Avoiding Duplicate Content Penalties
May 26th, 2009 by David Bradley >> 5 Comments
Duplicate content issues are not about plagiarism or syndication of your content, they are about the way Google, Microsoft, Yahoo, and other search engines handle your site’s content if they find two or more pages with similar text.
You might think that cannot possibly affect you, that you don’t make copies of your own site’s pages or anything. Think again, lots of content management systems (CMS) and blogging software, such as WordPress, create categories pages, pages that list snippets from pages with specific tags, archives and other such sections. These are all meant to benefit your readers by providing them with ways to get to all your great content even if they don’t have a direct link.
Unfortunately, search engine bots are stupid and simply see duplicated content. Whether or not they actually penalize sites is a moot point, but either way they will deprecate rankings of at least one of those pages with duplicated content. This could mean that your entry in the search engine results page (SERPs) will be cited as a sub-category listing rather than the page for your latest blog post.

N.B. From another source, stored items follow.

PR #861, opened 2023-08-30
[FSSDK-8687] update uuid and fix import paths

raju-opti:
## Summary
- update uuid and fix a few relative import paths

## Test plan

## Issues
- FSSDK-8687

### DIFF
--- a/packages/optimizely-sdk/package.json
+++ b/packages/optimizely-sdk/package.json
@@ -45,7 +45,7 @@
     "@optimizely/js-sdk-logging": "^0.3.1",
     "json-schema": "^0.4.0",
     "murmurhash": "0.0.2",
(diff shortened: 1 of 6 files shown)


mikechu-optimizely (approved):
Woo. Big jump, but LGTM assuming tests pass.

packages/optimizely-sdk/package.json
mikechu-optimizely, line 1: @raju-opti Is it time to remove this extra `uuid` package and use the native `crypto.randomUUID()` functions from [Node](https://nodejs.org/docs/latest-v14.x/api/crypto.html#crypto_crypto_randomuuid_options) and [Web](https://developer.mozilla.org/en-US/docs/Web/API/Crypto/randomUUID) JS?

Thankfully, the “big” three, G, MS, and Y! have announced their adoption of a solution to this problem, the so-called canonical link element. The element, placed in your sites head section will direct the search bot to the original content source on your site, guiding the bot away from any pages that essentially duplicate the content. This could be particularly beneficial not only for WordPress users but for ecommerce sites where complicated directory type web addresses are generated on the fly from database entries.
For example, your ecommerce site may create URLs that look like this:
http://www.example.com/page.html?sid=asdf314159265
whereas the actual content page is:
http://example.com/page.html
Adding the following to the head section of the page will fix the issue:
<link rel=”canonical” href=”http://example.com/page.html”/>
Google’s Matt Cutts explains things in this video
He also points out that Joost de Valk has produced plugins for WordPress, ecommerce package Magento, and Drupal that take care of adding the canonical link element automatically. Of course, if you aren’t suffering from duplicate content issues with your site and it’s ranking well, then I wouldn’t advise fixing something that ain’t broke. However, if you’re not seeing the pages you hoped to see in the SERPs and your site is not ranking properly, then give it a try, it could be the fix you need.

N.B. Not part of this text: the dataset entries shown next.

PR #864, opened 2023-09-14
[FSSDK-9654] Refactorings of ODP config & managers

mikechu-optimizely:
## Summary
- Refactor ODPConfig, segment manager and segment API manager for consistency with ODP Event Managers
- Add JS Docs & TS accessors

## Test plan

## Issues
- FSSDK-9654

### DIFF
--- a/lib/core/odp/odp_config.ts
+++ b/lib/core/odp/odp_config.ts
@@ -65,6 +65,8 @@ export class OdpConfig {
 
   /**
    * Determines if ODP configuration has the minimum amount of information
+   * @public
+   * @returns boolean indicating if ODP configuration is valid
    */
   public isValid(): boolean {
     return !!this._apiKey && !!this._apiHost;
--- a/lib/core/odp/odp_config.ts
+++ b/lib/core/odp/odp_config.ts
@@ -14,8 +14,6 @@
  * limitations under the License.
  */
 
-import { checkArrayEquality } from '../../utils/fns';
-
 export class OdpConfig {
   /**
    * Host of ODP audience segments API.
@@ -27,7 +25,7 @@ export class OdpConfig {
    * Getter to retrieve the ODP server host
    * @public
    */
-  get apiHost(): string {
+  public get apiHost(): string {
     return this._apiHost;
   }
 
@@ -41,7 +39,7 @@ export class OdpConfig {
    * Getter to retrieve the ODP API key
    * @public
    */
-  get apiKey(): string {
+  public get apiKey(): string {
     return this._apiKey;
   }
 
@@ -55,7 +53,7 @@ export class OdpConfig {
    * Getter for ODP segments to check
    * @public
    */
-  get segmentsToCheck(): string[] {
+  public get segmentsToCheck(): string[] {
     return this._segmentsToCheck;
   }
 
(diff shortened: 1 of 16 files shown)


lib/core/odp/odp_config.ts
```diff
@@ -65,40 +63,10 @@ export class OdpConfig {
...
+  public isValid(): boolean {
     return !!this._apiKey && !!this._apiHost;
   }
-
-  /**
-   * Detects if there are any changes between the current and incoming ODP Configs
-   * @param configToCompare ODP Configuration to check self against for equality
-   * @returns Boolean based on if the current ODP Config is equivalent to the incoming ODP Config
-   */
-  equals(configToCompare: OdpConfig): boolean {
```
raju-opti, line 97: this might be useful to keep

lib/core/odp/odp_manager.ts
```diff
@@ -61,43 +63,72 @@ export interface IOdpManager {
...
+   */
+  private _odpConfig: OdpConfig;
+
+  /**
+   * Getter for ODP configuration settings
+   * @public
+   * @returns ODP configuration settings in use
    */
-  odpConfig: OdpConfig = new OdpConfig(); // TODO: Consider making private and adding public accessors
+  public get odpConfig(): OdpConfig {
```
raju-opti, line 107: we probably don't need to get the config out of odp_manager. it can stay private

lib/core/odp/odp_manager.ts
```diff
@@ -61,43 +63,72 @@ export interface IOdpManager {
...
    * @protected
    */
-  protected logger: LogHandler = getLogger(); // TODO: Consider making private and moving instantiation to constructor
+  protected logger: LogHandler;
 
   /**
    * ODP configuration settings for identifying the target API and segments
+   * @private
+   */
+  private _odpConfig: OdpConfig;
```
raju-opti, line 100: this should be optional

lib/core/odp/odp_manager.ts
```diff
@@ -61,43 +63,72 @@ export interface IOdpManager {
...
+   * @returns ODP configuration settings in use
    */
-  odpConfig: OdpConfig = new OdpConfig(); // TODO: Consider making private and adding public accessors
+  public get odpConfig(): OdpConfig {
+    return this._odpConfig;
+  }
+
+  constructor(config?: OdpConfig, logger?: LogHandler) {
+    this.logger = logger ?? getLogger();
+    this._odpConfig = config ?? new OdpConfig();
```
raju-opti, line 113: no empty config should be set. odp_manager should ensure that if the config field is set, then the config is valid

lib/core/odp/odp_manager.ts
```diff
@@ -114,22 +145,18 @@ export abstract class OdpManager implements IOdpManager {
 
     this.eventManager.flush();
 
-    const newConfig = new OdpConfig(apiKey, apiHost, segmentsToCheck);
-    const configDidUpdate = this.odpConfig.update(newConfig);
+    this._odpConfig = newConfig;
```
raju-opti, line 148: before setting and propagating the updateSettings() down to the child components, we should check whether this new config is equal to the previous config, in which case we should just return without doing anything. 
```
if (newConfig.equals(this._odpConfig) {
  return
 }
```

lib/core/odp/odp_manager.ts
```diff
@@ -114,22 +145,18 @@ export abstract class OdpManager implements IOdpManager {
...
 
-    if (configDidUpdate) {
-      this.odpConfig.update(newConfig);
-      this.segmentManager?.reset();
```
raju-opti, line 122: segmentManger reset should probably stay

lib/core/odp/odp_manager.ts
```diff
@@ -114,22 +145,18 @@ export abstract class OdpManager implements IOdpManager {
...
-      return true;
-    }
+    this.segmentManager?.updateSettings(newConfig);
```
raju-opti, line 150: should probably also add `eventManager.updateSettings()` ?

raju-opti (commented):
Added a few comments

lib/core/odp/odp_config.ts
mikechu-optimizely: This was a bit I added early on and was only used in one place for low value added.  I was thinking now that it's not worth the bundle size. YAGNI.

lib/core/odp/odp_manager.ts
mikechu-optimizely: Done.

lib/core/odp/odp_manager.ts
mikechu-optimizely: Done.

lib/core/odp/odp_manager.ts
mikechu-optimizely: Done.

lib/core/odp/odp_manager.ts
mikechu-optimizely: Ohhh Ok. I'll add back the `.equals()`

lib/core/odp/odp_manager.ts
mikechu-optimizely: segmentManager.updateSettings() does a reset of its own so I figured let that responsibility be there.

lib/core/odp/odp_manager.ts
mikechu-optimizely: Done.

mikechu-optimizely:
Close temporarily to save CI runs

You should also check your www. versus non-www. and tell Google, via Webmaster Tools, which one of those you are using.
Just for the record, they announced the canonical link on the 200th birthday of Charles Darwin – February 12, 2009.

"Deceived Wisdom: Why What You Thought Was Right Is Wrong" from David Bradley. Available now on 


Leave a comment ↓
geekmom // May 26, 2009 at 8:14 pm
Thanks for the information on copied content. I’m wondering though, what happens if both pages have the header inserted?

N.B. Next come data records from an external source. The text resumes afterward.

PR #866, opened 2023-09-26
[FSSDK-9605] add sendBeacon event dispatcher support

raju-opti:
## Summary
-  add support for event dispatcher using sendBeacon which will be used in browser on optimizely client close.

## Test plan
- added new tests for the new dispatcher and event processor
- manually tested that event are being sent using sendBeacon on close

## Issues
- FSSDK-9605

### DIFF
--- a/lib/index.browser.ts
+++ b/lib/index.browser.ts
@@ -91,11 +91,7 @@ const createInstance = function(config: Config): Client | null {
       eventDispatcher = config.eventDispatcher;
     }
 
-    let closingDispatcher = config.closingEventDispatcher;
-
-    if (!closingDispatcher && window.navigator && 'sendBeacon' in window.navigator) {
-      closingDispatcher = sendBeaconEventDispatcher;
-    }
+    const closingDispatcher = config.closingEventDispatcher;
 
     let eventBatchSize = config.eventBatchSize;
     let eventFlushInterval = config.eventFlushInterval;
--- a/lib/index.browser.ts
+++ b/lib/index.browser.ts
@@ -15,10 +15,11 @@
  */
 import logHelper from './modules/logging/logger';
 import { getLogger, setErrorHandler, getErrorHandler, LogLevel } from './modules/logging';
-import { LocalStoragePendingEventsDispatcher } from './modules/event_processor';
+import { EventDispatcher, LocalStoragePendingEventsDispatcher } from './modules/event_processor';
 import configValidator from './utils/config_validator';
 import defaultErrorHandler from './plugins/error_handler';
 import defaultEventDispatcher from './plugins/event_dispatcher/index.browser';
+import sendBeaconEventDispatcher from './plugins/event_dispatcher/send_beacon_dispatcher';
 import * as enums from './utils/enums';
 import * as loggerPlugin from './plugins/logger';
 import eventProcessorConfigValidator from './utils/event_processor_config_validator';
@@ -90,6 +91,9 @@ const createInstance = function(config: Config): Client | null {
       eventDispatcher = config.eventDispatcher;
     }
 
+    const closingDispatcher = (window.navigator && 'sendBeacon' in window.navigator) ?
+      sendBeaconEventDispatcher : undefined;
+
     let eventBatchSize = config.eventBatchSize;
     let eventFlushInterval = config.eventFlushInterval;
 
@@ -111,6 +115,7 @@ const createInstance = function(config: Config): Client | null {
 
     const eventProcessorConfig = {
       dispatcher: eventDispatcher,
+      closingDispatcher,
       flushInterval: eventFlushInterval,
       batchSize: eventBatchSize,
       maxQueueSize: config.eventMaxQueueSize || DEFAULT_EVENT_MAX_QUEUE_SIZE,
@@ -172,6 +177,7 @@ export {
   loggerPlugin as logging,
   defaultErrorHandler as errorHandler,
   defaultEventDispatcher as eventDispatcher,
+  sendBeaconEventDispatcher,
   enums,
   setLogHandler as setLogger,
   setLogLevel,
@@ -189,6 +195,7 @@ export default {
   logging: loggerPlugin,
   errorHandler: defaultErrorHandler,
   eventDispatcher: defaultEventDispatcher,
+  sendBeaconEventDispatcher,
   enums,
   setLogger: setLogHandler,
   setLogLevel,
--- a/lib/index.browser.ts
+++ b/lib/index.browser.ts
@@ -91,7 +91,11 @@ const createInstance = function(config: Config): Client | null {
       eventDispatcher = config.eventDispatcher;
     }
 
-    const closingDispatcher = config.closingEventDispatcher;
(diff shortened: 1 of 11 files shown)


lib/index.browser.ts
```diff
@@ -111,6 +115,7 @@ const createInstance = function(config: Config): Client | null {
 
     const eventProcessorConfig = {
       dispatcher: eventDispatcher,
+      closingDispatcher,
```
jaeopt, line 118: Wondering if we see any possible side-effect and need to make this configurable.

lib/modules/event_processor/eventProcessor.ts
```diff
@@ -57,13 +57,20 @@ export function validateAndGetBatchSize(batchSize: number): number {
...
 }
 
-export function getQueue(batchSize: number, flushInterval: number, sink: EventQueueSink<ProcessableEvent>, batchComparator: (eventA: ProcessableEvent, eventB: ProcessableEvent) => boolean ): EventQueue<ProcessableEvent> {
+export function getQueue(
+  batchSize: number, 
+  flushInterval: number, 
+  batchComparator: (eventA: ProcessableEvent, eventB: ProcessableEvent) => boolean,
+  sink: EventQueueSink<ProcessableEvent>,
+  closingSink?: EventQueueSink<ProcessableEvent>
+): EventQueue<ProcessableEvent> {
```
jaeopt, line 66: Don't we need the same beacon support for ODPEventDispatcher as well for consistency?

jaeopt (changes requested):
Looks good! A couple of clarifications.

lib/modules/event_processor/eventProcessor.ts
raju-opti: Currently, ODPEventManager for browser does not queue any events, it sends them immediately, so we don't have a similar use case.

lib/index.browser.ts
raju-opti: Yeah, probably should make it configurable as well.

lib/modules/event_processor/eventProcessor.ts
jaeopt: what is expected if we have back-2-back ODP events? 2nd one is discarded or blocking?

raju-opti: @jaeopt in that case both event will be sent immediately asynchronously, without blocking or waiting.

alexparish:
This is really great. 

In order to synchronise activations to a data platform I have created a custom event dispatcher that I pass to `createInstance`. Ultimately this custom event dispatcher calls `eventDispatcher.dispatchEvent(eventObject, callback)` with `eventDispatcher` imported from the SDK package.

Will this pull request support my use case or will I have to integrate `sendBeaconDispatcher` into my custom event dispatcher?

raju-opti:
> This is great, thanks for implementing the Beacon API.
> 
> In order to synchronise activations to a data platform I am using a custom event dispatcher that I pass to `createInstance`. Ultimately this custom event dispatcher calls `eventDispatcher.dispatchEvent(eventObject, callback)` with `eventDispatcher` imported from the SDK package.
> 
> Will people like myself using custom event dispatchers need to manually integrate`sendBeaconDispatcher`?

@alexparish yes, you will need to wrap the `sendBeaconEventDispatcher` similarly and pass it as `closingEventDispatcher` option to `createInstance`.

mikechu-optimizely:
@raju-opti and I are finishing our manual e2e acceptance testing (bug bashing) after the code review....

mikechu-optimizely (commented):
Some questions

lib/modules/event_processor/eventQueue.ts
```diff
@@ -14,149 +14,149 @@
...
     batchComparator,
   }: {
-    flushInterval: number
-    maxQueueSize: number
-    sink: EventQueueSink<K>
-    batchComparator: (eventA: K, eventB: K) => boolean
+    flushInterval: number;
+    maxQueueSize: number;
+    sink: EventQueueSink<K>;
+    closingSink?: EventQueueSink<K>;
```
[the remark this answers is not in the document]
raju-opti: This is just a field in an object, so order should not matter.

lib/modules/event_processor/v1/v1EventProcessor.ts
```diff
@@ -36,31 +36,41 @@ const logger = getLogger('LogTierV1EventProcessor')
...
 
   constructor({
     dispatcher,
+    closingDispatcher,
     flushInterval = DEFAULT_FLUSH_INTERVAL,
     batchSize = DEFAULT_BATCH_SIZE,
     notificationCenter,
   }: {
     dispatcher: EventDispatcher
+    closingDispatcher?: EventDispatcher
```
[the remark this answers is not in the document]
raju-opti: Order of optional arguments to a function matters in TS, they must come after all mandatory params. However, here closingDispatcher is a field of an object, not a parameter of the constructor itself. So order should not matter. And as it is an optional field, the change to API is non-breaking.

lib/plugins/event_dispatcher/send_beacon_dispatcher.ts
```diff
@@ -0,0 +1,53 @@
...
+ * Users of the SDK can provide their own implementation
+ * @param  {Event}    eventObj
+ * @param  {Function} callback
+ */
+export const dispatchEvent = function(
+  eventObj: Event,
+  callback: (response: { statusCode: number; }) => void
+): void {
+  const params = eventObj.params;
+  const url: string = eventObj.url;
```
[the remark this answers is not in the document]
raju-opti: updated

mikechu-optimizely (approved):
LGTM. 👍   Thanks.

mikechu-optimizely:
@jaeopt, Are you good with this PR?

jaeopt (changes requested):
Changes look good to me! 
With this change, sendBeacon is not default any more, so clients should instantiate the custom handler to use it. Other option is to use it as the default and they can turn it off if they do not like it. WDYT?

raju-opti:
> Changes look good to me! With this change, sendBeacon is not default any more, so clients should instantiate the custom handler to use it. Other option is to use it as the default and they can turn it off if they do not like it. WDYT?

@jaeopt As this PR introduces option to use a separate dispatcher when closing the instance, this would break users using custom event dispatcher if used by default when closing, that's why we have to keep it optional.

alexparish:
Is there a reason why events cannot always be sent using `sendBeacon` in the browser? It would simplify the change, for example `closingEventDispatcher` would not need to be specified when using `createInstance`,.

raju-opti:
> Is there a reason why events cannot always be sent using `sendBeacon` in the browser? It would simplify the change, for example `closingEventDispatcher` would not need to be specified when calling `createInstance`.

Yes, sendBeacon does not provide any way of checking the HTTP response status. By default, we will want to check the response status and retry in case of 5xx status.

mikechu-optimizely:
Last commit, still LGTM.

jaeopt (approved):
LGTM

mikechu-optimizely:
Woot 🎉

David Bradley // May 27, 2009 at 7:59 am
Geekmom, which header? The canonical tag? Why would you add it to both pages the same? Not sure what you’re getting at…
Lasvak // Jun 1, 2009 at 1:14 pm
Google, Live and yahoo had many things (e.g. nofollow rel tag) that they agreed upon. Its a good time for them to start an official regulatory body where we can find outline of developing a site, so that we won’t have any issue with their search engines.
Good info.
Ronny // Jul 3, 2009 at 8:20 am
Thanks for the informative post. The popular search engines often diminish the real value of what they believe to be the duplicate content. Among the other search engines, Google is featured with a system called “footprint” or duplicate content checker that provides more weightage to the original content and includes it in the search engine’s index.
biz // Jul 11, 2009 at 9:09 pm
What is the risk of publish articles on isnare and ezine articles? Should I stop publishing them?